Task requirements → Which of the lines below mention the word "stoppableFoldl"? Pull each one out.

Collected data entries

######

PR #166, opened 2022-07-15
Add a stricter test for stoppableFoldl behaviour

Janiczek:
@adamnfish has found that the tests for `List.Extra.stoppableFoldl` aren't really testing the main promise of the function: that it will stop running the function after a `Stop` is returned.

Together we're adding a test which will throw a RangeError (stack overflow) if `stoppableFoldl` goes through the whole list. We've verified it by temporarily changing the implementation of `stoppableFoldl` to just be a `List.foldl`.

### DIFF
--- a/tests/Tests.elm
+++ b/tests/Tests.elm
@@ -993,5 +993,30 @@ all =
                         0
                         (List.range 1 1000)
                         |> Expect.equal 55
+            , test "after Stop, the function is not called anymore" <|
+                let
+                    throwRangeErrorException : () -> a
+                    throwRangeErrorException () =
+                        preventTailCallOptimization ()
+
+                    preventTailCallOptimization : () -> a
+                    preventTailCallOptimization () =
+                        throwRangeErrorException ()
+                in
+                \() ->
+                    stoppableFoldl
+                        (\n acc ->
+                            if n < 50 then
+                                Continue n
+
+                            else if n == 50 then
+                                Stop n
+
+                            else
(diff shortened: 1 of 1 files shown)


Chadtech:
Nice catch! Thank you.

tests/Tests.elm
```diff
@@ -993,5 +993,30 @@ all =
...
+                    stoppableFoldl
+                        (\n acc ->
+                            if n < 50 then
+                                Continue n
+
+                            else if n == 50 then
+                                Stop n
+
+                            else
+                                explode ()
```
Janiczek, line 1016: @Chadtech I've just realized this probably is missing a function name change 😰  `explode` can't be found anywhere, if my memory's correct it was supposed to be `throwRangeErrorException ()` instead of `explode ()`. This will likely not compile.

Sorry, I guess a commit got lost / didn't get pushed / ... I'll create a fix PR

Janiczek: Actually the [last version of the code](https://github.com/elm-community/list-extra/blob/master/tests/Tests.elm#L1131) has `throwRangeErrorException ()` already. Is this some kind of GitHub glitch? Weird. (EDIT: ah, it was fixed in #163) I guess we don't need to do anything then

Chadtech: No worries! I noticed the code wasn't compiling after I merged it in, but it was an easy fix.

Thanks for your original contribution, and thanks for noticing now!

######

Task answer →
Add a stricter test for stoppableFoldl behaviour
@adamnfish has found that the tests for `List.Extra.stoppableFoldl` aren't really testing the main promise of the function: that it will stop running the function after a `Stop` is returned.
Together we're adding a test which will throw a RangeError (stack overflow) if `stoppableFoldl` goes through the whole list. We've verified it by temporarily changing the implementation of `stoppableFoldl` to just be a `List.foldl`.
+                    stoppableFoldl
+                    stoppableFoldl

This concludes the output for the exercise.